What is required: Repeat every line of the following material exactly.

Recorded information:
====================

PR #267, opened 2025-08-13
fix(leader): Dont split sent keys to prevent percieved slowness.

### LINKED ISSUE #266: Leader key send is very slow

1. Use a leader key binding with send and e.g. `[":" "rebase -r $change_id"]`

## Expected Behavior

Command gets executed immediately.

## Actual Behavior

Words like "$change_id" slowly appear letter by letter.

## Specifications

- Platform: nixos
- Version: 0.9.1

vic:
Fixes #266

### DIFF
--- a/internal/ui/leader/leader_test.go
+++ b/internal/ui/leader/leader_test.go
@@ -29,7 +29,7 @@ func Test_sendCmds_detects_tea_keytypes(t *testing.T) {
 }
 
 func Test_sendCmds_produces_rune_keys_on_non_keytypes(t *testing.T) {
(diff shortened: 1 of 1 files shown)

====================

The answer:
PR #267, opened 2025-08-13
fix(leader): Dont split sent keys to prevent percieved slowness.

### LINKED ISSUE #266: Leader key send is very slow

1. Use a leader key binding with send and e.g. `[":" "rebase -r $change_id"]`

## Expected Behavior

Command gets executed immediately.

## Actual Behavior

Words like "$change_id" slowly appear letter by letter.

## Specifications

- Platform: nixos
- Version: 0.9.1

vic:
Fixes #266

### DIFF
--- a/internal/ui/leader/leader_test.go
+++ b/internal/ui/leader/leader_test.go
@@ -29,7 +29,7 @@ func Test_sendCmds_detects_tea_keytypes(t *testing.T) {
 }
 
 func Test_sendCmds_produces_rune_keys_on_non_keytypes(t *testing.T) {
(diff shortened: 1 of 1 files shown)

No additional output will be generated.